秦長寂耳朵尖:“好話不背人,背人沒好話,有什么話還請宴世子敞開了說。”
    池宴清調侃:“以小人之心度君子之腹,我就是跟你大表哥夸獎你長得英俊瀟灑,風流倜儻。讓他幫你物色一位才貌雙全的好姑娘。”
    秦長寂輕哼:“狗拿耗子多管閑事兒。”
    “男大當婚女大當嫁,本世子一片好心,你好心當作驢肝肺。
    幸好本世子那里還有你當初的通緝令,回頭給你貼在城門上,保證媒婆踏破了你秦府的門檻。”
    話音未落,一道流光倏忽而逝,池宴清慌忙躲避,只覺得劍風一閃,貼著自己鬢邊掃過,臉上的面具竟然碎作兩半,掉在地上。
    池宴清頓時就急了:“刀劍無眼,秦長寂,你竟然玩真的。就不怕毀了本世子的臉?”
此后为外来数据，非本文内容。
Issue #438, opened 2018-09-10
Profiling is unecessary slow


guibou:
*This is an updated description which summarize the discussion*

- Building with `-c dbg` is really slow when template haskell is used because we use `-fexternal-interpreter` and this GHC bug: https://ghc.haskell.org/trac/ghc/ticket/16256#ticket . In summary, profiling build is 15x times slower than normal build.
- There is two solutions to build haskell with profiling if template haskell is involved. `-fexternal-interpreter`, which is now used in rules_haskell, and another solution which build two times, once without profiling (so template haskell can execute non profiled code) and one with profiling.
- rules_haskell was initially using the two build solution, but the switch to `-fexternal-interpreter` was accidentally done in be5cf67#diff-33a8c46955e2a9917090b5258346aee2R205. Since #892 the dead code of the two build solution was removed.

We have two solution here:

- Keep the approach with `-fexternal-interpreter` and wait for an upstream fix for GHC
- Get back to the approach without `-fexternal-interpreter` and reimplement the two steps build.

guibou:
More informations:

- the `haskell_library` have `deps` with `cc_library`.
- explicitly adding `-lanHaskellLibrary` to the `compiler_flags` of the `haskell_library` fix the build.

guibou:
Related to #439?

guibou:
I'm still not able to generate a small reproducible example, but I now have a lot of question related to the implementation of `-prof` in rules_haskell.

So, rules_haskell fails building some targets in the following context:

- `TemplateHaskell` is activated
- More than one haskell file in the `src` package
- Dependencies to other haskell libraries which have cbit

When experimenting, I found that removing the `-fexternal-interpreter` flag from https://github.com/tweag/rules_haskell/blob/f7b355a9c5da4e0b81fc60bc963cd78f0dc4fe0b/haskell/private/actions/compile.bzl#L202 leads to progress, i.e. targets which cannot be built previously can now be built.

I've tried the same change in rules_haskell codebase and the result is surprising. `bazel test -c dbg //...` fails all tests, but `bazel test -c dbg //a_specific_test` works for all tests. I'll try to understand that later.

There are two ways to build with profiling using ghc and TemplateHaskell, `-fexternal-interpreter` and a two phases build where you first build without `-prof` and then with. This is detailed in https://downloads.haskell.org/~ghc/latest/docs/html/users_guide/glasgow_exts.html#using-template-haskell-with-profiling

[...]

PR #892, opened 2019-05-23
Drop non-profiling inputs to profiling build

aherrmann:
The profiling builds took the non-profiling object file outputs as an additional input with a comment stating that these are required for template Haskell. However, it seems these inputs are unnecessary as removing them does not seem to negatively affect `bazel test //tests/... -c dbg`. As I understand, this is because we are [passing `-fexternal-interpreter`](https://github.com/tweag/rules_haskell/blob/a7a054c67016b0e3ee867abdfd5a1fa749f805b1/haskell/private/actions/compile.bzl#L260) on profiling builds. Removing that flag would indeed cause errors due to missing object files.

### DIFF
--- a/haskell/private/haskell_impl.bzl
+++ b/haskell/private/haskell_impl.bzl
@@ -161,13 +161,7 @@ def _haskell_binary_common_impl(ctx, is_test):
             srcs = srcs_files,
             ls_modules = ctx.executable._ls_modules,
             import_dir_map = import_dir_map,
-            # NOTE We must make the object files compiled without profiling
-            # available to this step for TH to work, presumably because GHC is
-            # linked against RTS without profiling.
-            extra_srcs = depset(transitive = [
-                depset(ctx.files.extra_srcs),
-                depset([c.objects_dir]),
-            ]),
+            extra_srcs = depset(ctx.files.extra_srcs),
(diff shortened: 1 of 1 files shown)


guibou:
I fully agree with theses changes, however have a look at #438 

There is two options for profiling:

- building twice (with and without profiling)
- building with `-fexternal-interpreter`

The current situation is that, starting from the first solution, the flag for the second solution was introduced in a totally unrelated commit, see #438 for all the details, and progressively the code evolved such that the first solution was not working anymore and that's what your are removing now (which is a good thing).

But considering that `-fexternal-interpreter` is ~ 15x times slower than the other approach when it involves template haskell, see https://gitlab.haskell.org/ghc/ghc/issues/16256 I have concerns.

That's a tradeoff between simplifying rules_haskell by fully switching to `-fexternal-interpreter` or removing the flag and fixing the previous approach. Pro and cons of approach:

- Fixing the first will be more work than the second
- The first generates more code in rules_haskell
- The second is slower
- The second will be faster if the bug if fixed upstream.

aherrmann:
@guibou Thanks for the pointer. It's a tricky tradeoff. As you point out this PR doesn't change the current state of affairs. 

> This can be extended by removing the objets generation code at all.

I'm working on this for a separate PR. I'll continue the discussion there.

PR #896, opened 2019-05-24
Exclusive profiling mode

### LINKED ISSUE #895: CcInfo does not take profiling mode into account
**Describe the bug**
The `CcInfo` provider [returned by `haskell_library`](https://github.com/tweag/rules_haskell/blob/ad7e2af7d763b4dc021bc03eaa4f4070845dc976/haskell/private/haskell_impl.bzl#L545) does not take the profiling mode into account. Similarly, [`haskell_toolchain_library`](https://github.com/tweag/rules_haskell/blob/ad7e2af7d763b4dc021bc03eaa4f4070845dc976/haskell/private/haskell_impl.bzl#L642) ignores the profiling mode artifacts of toolchain libraries. (Relatedly, it also ignores the `_thr`, `_debug` versions of the `rts`).

**Expected behavior**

    秦長寂冷聲道:“我秦某人的劍是長了眼睛的……”
    眼光掃過池宴清的臉,唇角抽搐著,竟再也忍不住,第一次笑出聲來。
    “這,這……宴世子的身子骨貌似不太好,怎么幾日不見,竟然虛成這幅模樣?瞧瞧,這眼圈都黑成什么樣子了?”
    池宴清這才想到自己臉上的傷,頓時惱羞成怒:“放屁,你才虛呢!你家眼圈只黑一個啊。”
    “那,”秦長寂使勁兒忍笑,望向靜初:“能近身傷到宴世子的人,可為數不多。”
    靜初也早就忍俊不禁,這幾日池宴清因為這烏眼青可沒少遭到揶揄和奚落。
    都說是自己彪悍,給他揍得。
    委屈得這廝就連馬都不騎了。
    秦長寂是哪壺不開提哪壺。
    秦淮則不知道這兩人是到一塊就掐,還以為錯在自己,忙不迭地替池宴清解釋:
    “這是我的錯,是我那日趁著宴清一時不備,突然出手給打的。”
    池宴清已經甩出腕間紫金鞭:“早就瞅著你小子不順眼了,今兒新仇舊賬,咱就一塊算算。”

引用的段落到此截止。